[BRIEF]
Exactly as written, copy the lines that run from the start of the data below to the line containing "We could also", both ends included.

[Collected data]
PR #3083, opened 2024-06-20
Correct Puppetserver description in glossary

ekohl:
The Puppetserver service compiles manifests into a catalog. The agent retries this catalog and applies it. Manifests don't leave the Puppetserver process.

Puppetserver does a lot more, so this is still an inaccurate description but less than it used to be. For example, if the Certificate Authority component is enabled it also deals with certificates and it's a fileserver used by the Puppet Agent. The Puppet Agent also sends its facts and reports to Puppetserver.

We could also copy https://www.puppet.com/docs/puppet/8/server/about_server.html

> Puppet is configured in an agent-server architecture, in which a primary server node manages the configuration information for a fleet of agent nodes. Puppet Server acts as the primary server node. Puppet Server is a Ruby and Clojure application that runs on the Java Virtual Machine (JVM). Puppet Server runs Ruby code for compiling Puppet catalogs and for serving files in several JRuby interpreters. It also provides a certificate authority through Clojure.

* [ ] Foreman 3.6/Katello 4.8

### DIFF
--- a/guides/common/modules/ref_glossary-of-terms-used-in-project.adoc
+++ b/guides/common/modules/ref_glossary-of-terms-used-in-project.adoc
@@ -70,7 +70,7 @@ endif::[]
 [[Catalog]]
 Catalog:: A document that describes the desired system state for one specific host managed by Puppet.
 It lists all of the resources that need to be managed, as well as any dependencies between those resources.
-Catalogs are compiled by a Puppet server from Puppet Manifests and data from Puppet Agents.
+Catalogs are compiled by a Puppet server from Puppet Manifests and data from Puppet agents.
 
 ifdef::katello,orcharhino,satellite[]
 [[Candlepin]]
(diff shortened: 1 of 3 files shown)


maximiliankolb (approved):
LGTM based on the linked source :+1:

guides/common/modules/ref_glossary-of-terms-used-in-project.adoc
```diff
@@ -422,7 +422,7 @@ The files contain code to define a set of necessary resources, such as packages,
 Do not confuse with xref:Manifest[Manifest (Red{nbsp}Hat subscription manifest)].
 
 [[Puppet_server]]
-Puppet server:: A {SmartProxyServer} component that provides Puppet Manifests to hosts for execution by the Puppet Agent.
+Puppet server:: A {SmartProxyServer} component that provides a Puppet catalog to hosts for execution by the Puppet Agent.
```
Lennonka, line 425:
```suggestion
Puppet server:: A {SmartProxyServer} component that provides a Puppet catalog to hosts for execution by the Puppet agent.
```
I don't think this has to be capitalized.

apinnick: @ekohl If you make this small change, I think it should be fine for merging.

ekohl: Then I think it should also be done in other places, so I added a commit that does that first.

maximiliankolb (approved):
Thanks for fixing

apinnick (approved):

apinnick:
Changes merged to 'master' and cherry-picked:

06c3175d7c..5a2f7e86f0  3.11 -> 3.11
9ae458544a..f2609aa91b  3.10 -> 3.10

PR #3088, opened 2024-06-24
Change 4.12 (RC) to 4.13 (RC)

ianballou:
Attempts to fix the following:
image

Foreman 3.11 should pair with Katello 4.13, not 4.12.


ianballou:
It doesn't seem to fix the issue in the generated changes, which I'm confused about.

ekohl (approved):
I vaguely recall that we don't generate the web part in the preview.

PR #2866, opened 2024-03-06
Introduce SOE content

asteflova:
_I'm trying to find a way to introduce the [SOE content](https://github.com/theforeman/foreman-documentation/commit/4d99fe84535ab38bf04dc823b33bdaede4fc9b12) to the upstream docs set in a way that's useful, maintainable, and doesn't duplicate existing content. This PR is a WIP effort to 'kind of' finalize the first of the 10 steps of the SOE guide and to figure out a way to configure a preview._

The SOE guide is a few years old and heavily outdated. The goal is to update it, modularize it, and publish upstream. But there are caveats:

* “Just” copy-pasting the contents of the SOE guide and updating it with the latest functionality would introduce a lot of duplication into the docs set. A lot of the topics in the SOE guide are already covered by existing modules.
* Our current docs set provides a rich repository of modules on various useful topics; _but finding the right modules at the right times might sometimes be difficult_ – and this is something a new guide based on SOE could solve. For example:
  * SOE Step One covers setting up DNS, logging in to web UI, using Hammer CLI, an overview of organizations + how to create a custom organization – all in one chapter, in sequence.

[OUTPUT OF THE EXERCISE]
PR #3083, opened 2024-06-20
Correct Puppetserver description in glossary

ekohl:
The Puppetserver service compiles manifests into a catalog. The agent retries this catalog and applies it. Manifests don't leave the Puppetserver process.

Puppetserver does a lot more, so this is still an inaccurate description but less than it used to be. For example, if the Certificate Authority component is enabled it also deals with certificates and it's a fileserver used by the Puppet Agent. The Puppet Agent also sends its facts and reports to Puppetserver.

We could also copy https://www.puppet.com/docs/puppet/8/server/about_server.html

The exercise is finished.